— Task details —
Could you retype, exactly as written, every line from the top of the records through the line that contains "[the remark this"?

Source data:
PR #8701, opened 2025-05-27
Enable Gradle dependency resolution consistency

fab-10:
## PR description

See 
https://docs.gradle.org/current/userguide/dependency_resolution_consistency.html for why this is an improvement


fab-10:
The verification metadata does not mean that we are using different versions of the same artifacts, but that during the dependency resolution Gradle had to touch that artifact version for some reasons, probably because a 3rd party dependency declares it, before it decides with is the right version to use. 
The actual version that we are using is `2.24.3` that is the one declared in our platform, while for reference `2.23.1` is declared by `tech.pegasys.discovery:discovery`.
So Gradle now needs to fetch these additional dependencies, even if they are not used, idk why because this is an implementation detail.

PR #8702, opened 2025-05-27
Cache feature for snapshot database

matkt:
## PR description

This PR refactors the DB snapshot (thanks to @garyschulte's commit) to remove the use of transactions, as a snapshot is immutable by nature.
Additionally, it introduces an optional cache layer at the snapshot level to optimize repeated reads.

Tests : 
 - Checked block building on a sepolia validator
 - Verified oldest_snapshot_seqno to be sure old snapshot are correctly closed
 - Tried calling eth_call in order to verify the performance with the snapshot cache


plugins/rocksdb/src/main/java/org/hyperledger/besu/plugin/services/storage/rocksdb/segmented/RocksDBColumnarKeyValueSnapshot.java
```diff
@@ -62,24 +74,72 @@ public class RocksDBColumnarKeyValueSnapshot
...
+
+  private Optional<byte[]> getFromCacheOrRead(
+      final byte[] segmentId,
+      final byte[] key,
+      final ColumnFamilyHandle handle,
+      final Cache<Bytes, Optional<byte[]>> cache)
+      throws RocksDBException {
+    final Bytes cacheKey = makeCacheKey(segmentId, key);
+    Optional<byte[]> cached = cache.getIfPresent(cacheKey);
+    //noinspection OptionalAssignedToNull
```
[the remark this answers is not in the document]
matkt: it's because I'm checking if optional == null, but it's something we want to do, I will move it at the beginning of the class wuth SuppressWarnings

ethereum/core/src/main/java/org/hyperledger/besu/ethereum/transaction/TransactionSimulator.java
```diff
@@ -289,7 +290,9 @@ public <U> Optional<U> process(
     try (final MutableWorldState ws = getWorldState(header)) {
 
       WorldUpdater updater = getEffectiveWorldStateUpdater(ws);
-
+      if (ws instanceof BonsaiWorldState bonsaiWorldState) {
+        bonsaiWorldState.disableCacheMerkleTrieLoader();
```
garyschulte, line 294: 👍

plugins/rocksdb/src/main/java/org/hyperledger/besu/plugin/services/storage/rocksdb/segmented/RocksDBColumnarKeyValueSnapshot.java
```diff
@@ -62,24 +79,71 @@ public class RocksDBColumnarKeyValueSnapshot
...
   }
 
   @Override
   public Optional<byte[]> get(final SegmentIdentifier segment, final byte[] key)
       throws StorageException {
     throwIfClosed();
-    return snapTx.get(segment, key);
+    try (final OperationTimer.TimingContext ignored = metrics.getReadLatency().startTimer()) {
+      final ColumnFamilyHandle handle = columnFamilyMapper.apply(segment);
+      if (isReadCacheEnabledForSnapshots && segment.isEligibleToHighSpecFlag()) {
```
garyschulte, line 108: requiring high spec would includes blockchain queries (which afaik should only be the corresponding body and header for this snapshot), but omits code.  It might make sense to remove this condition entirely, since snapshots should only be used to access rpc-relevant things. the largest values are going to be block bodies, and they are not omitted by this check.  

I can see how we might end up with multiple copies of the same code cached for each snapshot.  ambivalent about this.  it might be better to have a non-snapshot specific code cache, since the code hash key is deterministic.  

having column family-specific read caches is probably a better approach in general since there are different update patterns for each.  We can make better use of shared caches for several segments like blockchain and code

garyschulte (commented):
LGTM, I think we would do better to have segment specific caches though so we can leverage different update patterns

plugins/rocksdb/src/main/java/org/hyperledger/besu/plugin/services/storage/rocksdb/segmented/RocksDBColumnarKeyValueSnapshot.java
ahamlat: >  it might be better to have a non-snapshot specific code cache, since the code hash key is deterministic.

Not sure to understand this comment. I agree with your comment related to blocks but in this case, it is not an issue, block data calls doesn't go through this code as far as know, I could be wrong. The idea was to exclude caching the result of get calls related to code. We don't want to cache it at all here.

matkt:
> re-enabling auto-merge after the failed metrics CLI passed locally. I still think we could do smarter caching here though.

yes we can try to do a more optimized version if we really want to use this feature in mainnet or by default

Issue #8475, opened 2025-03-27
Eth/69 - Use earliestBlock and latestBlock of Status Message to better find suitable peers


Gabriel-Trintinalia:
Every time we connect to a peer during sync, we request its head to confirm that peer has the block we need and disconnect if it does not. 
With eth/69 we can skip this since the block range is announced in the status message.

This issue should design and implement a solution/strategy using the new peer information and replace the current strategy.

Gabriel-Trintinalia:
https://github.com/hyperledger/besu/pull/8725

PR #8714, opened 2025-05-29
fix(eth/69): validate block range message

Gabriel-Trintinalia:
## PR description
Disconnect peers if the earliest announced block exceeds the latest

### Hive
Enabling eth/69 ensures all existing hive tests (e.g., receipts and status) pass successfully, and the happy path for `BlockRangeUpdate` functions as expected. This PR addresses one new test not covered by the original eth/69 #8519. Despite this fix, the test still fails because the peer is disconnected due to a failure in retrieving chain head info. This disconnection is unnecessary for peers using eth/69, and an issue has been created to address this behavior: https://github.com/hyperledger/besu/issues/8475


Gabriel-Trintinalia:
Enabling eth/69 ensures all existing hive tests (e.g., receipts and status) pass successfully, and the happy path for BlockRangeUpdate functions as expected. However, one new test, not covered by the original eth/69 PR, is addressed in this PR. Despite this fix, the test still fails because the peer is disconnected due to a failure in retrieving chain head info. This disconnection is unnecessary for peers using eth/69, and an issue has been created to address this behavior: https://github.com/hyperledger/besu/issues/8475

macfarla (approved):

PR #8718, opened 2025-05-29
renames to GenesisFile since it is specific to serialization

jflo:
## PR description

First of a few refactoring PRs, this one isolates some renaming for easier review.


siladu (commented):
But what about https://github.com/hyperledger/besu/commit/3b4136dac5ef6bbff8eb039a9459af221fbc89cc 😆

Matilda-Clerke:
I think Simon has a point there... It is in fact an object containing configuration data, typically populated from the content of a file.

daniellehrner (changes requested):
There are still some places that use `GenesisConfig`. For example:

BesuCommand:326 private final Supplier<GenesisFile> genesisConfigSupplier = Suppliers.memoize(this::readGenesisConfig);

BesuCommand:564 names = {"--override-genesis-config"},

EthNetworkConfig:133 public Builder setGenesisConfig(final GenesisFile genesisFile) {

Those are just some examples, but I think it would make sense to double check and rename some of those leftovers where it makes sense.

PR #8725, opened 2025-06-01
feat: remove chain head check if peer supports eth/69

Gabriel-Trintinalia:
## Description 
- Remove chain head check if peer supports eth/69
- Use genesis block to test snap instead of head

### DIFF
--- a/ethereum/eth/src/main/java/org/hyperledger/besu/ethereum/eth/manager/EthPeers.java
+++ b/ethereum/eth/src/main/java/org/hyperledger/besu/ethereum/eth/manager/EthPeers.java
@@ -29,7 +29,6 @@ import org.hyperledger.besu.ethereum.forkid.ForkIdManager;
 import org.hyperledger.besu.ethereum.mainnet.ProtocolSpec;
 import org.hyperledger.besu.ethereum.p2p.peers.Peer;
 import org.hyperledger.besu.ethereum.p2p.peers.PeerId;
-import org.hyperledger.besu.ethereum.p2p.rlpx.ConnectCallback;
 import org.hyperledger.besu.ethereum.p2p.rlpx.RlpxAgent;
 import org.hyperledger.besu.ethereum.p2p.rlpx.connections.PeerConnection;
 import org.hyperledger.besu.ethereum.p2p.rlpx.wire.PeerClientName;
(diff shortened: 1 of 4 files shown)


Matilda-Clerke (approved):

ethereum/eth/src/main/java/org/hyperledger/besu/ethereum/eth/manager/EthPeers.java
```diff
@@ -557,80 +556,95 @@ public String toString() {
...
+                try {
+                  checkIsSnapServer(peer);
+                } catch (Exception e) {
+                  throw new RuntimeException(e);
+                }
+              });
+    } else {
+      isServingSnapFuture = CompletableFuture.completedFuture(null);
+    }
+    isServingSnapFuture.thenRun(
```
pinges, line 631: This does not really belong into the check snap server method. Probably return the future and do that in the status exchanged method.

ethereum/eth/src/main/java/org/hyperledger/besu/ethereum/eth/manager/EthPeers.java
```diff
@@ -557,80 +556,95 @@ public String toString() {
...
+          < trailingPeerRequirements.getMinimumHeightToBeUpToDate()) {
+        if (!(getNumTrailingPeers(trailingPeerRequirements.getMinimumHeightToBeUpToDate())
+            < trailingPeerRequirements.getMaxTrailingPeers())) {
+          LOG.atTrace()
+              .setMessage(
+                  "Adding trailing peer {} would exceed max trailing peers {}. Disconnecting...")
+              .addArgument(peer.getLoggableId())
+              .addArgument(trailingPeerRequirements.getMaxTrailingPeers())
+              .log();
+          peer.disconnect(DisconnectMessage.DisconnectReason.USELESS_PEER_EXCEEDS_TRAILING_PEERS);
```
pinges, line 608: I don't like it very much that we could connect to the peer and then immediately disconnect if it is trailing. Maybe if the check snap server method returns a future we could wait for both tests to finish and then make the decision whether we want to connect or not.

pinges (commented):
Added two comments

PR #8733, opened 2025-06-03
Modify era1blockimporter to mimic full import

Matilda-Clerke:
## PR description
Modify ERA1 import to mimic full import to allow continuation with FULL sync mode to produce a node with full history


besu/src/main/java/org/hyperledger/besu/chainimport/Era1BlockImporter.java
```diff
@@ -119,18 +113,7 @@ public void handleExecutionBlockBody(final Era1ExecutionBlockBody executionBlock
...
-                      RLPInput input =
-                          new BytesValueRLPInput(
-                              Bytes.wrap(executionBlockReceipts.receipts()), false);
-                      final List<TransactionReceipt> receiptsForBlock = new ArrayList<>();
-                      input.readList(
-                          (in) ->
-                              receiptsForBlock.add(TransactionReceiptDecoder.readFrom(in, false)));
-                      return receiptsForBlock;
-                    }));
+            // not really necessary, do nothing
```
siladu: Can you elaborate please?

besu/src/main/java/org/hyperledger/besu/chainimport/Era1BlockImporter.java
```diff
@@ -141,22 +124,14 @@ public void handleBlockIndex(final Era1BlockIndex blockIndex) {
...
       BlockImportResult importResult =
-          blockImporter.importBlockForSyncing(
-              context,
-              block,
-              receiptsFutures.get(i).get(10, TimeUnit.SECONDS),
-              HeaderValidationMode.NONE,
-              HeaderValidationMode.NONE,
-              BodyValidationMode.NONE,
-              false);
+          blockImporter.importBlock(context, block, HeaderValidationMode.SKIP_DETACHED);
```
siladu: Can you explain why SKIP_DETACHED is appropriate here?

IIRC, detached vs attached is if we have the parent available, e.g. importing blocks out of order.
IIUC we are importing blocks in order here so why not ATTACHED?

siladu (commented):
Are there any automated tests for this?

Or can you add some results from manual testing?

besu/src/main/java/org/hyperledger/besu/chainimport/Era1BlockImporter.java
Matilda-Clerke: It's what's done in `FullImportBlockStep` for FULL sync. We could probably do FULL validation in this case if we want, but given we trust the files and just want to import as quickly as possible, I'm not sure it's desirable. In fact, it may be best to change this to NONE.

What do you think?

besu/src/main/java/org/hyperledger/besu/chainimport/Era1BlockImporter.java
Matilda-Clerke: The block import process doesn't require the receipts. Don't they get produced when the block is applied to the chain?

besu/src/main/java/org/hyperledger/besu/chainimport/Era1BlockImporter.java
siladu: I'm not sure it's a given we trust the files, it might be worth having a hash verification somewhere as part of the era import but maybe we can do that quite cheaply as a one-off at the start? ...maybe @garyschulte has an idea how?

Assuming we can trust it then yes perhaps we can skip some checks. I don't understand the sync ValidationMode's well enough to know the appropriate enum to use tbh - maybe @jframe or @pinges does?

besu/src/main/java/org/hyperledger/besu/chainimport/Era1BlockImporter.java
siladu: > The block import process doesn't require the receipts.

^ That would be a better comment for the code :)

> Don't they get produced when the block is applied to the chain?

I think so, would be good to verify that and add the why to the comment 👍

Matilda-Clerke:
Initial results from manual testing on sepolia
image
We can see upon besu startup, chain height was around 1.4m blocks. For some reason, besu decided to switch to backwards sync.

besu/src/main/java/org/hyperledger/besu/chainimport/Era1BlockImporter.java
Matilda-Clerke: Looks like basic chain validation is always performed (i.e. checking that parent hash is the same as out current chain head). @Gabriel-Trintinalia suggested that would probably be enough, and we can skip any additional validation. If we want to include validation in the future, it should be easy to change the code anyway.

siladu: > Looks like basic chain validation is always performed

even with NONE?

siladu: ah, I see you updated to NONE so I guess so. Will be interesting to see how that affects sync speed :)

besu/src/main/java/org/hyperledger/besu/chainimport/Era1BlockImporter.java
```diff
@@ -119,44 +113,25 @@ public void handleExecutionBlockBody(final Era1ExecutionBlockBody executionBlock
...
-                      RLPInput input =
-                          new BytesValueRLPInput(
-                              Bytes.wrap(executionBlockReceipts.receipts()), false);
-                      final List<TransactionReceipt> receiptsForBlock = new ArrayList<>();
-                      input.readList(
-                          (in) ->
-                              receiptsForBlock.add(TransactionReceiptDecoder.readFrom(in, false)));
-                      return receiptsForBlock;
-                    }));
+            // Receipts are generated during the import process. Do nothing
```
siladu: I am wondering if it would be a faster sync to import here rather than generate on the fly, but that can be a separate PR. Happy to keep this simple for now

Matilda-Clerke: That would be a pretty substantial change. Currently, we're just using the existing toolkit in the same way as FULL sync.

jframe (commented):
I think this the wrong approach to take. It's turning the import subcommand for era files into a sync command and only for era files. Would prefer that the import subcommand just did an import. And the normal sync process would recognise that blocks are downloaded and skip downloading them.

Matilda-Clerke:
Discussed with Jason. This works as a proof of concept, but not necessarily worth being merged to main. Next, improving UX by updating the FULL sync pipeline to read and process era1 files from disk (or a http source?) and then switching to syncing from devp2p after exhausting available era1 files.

— Task solution —
PR #8701, opened 2025-05-27
Enable Gradle dependency resolution consistency

fab-10:
## PR description

See 
https://docs.gradle.org/current/userguide/dependency_resolution_consistency.html for why this is an improvement


fab-10:
The verification metadata does not mean that we are using different versions of the same artifacts, but that during the dependency resolution Gradle had to touch that artifact version for some reasons, probably because a 3rd party dependency declares it, before it decides with is the right version to use. 
The actual version that we are using is `2.24.3` that is the one declared in our platform, while for reference `2.23.1` is declared by `tech.pegasys.discovery:discovery`.
So Gradle now needs to fetch these additional dependencies, even if they are not used, idk why because this is an implementation detail.

PR #8702, opened 2025-05-27
Cache feature for snapshot database

matkt:
## PR description

This PR refactors the DB snapshot (thanks to @garyschulte's commit) to remove the use of transactions, as a snapshot is immutable by nature.
Additionally, it introduces an optional cache layer at the snapshot level to optimize repeated reads.

Tests : 
 - Checked block building on a sepolia validator
 - Verified oldest_snapshot_seqno to be sure old snapshot are correctly closed
 - Tried calling eth_call in order to verify the performance with the snapshot cache


plugins/rocksdb/src/main/java/org/hyperledger/besu/plugin/services/storage/rocksdb/segmented/RocksDBColumnarKeyValueSnapshot.java
```diff
@@ -62,24 +74,72 @@ public class RocksDBColumnarKeyValueSnapshot
...
+
+  private Optional<byte[]> getFromCacheOrRead(
+      final byte[] segmentId,
+      final byte[] key,
+      final ColumnFamilyHandle handle,
+      final Cache<Bytes, Optional<byte[]>> cache)
+      throws RocksDBException {
+    final Bytes cacheKey = makeCacheKey(segmentId, key);
+    Optional<byte[]> cached = cache.getIfPresent(cacheKey);
+    //noinspection OptionalAssignedToNull
```
[the remark this answers is not in the document]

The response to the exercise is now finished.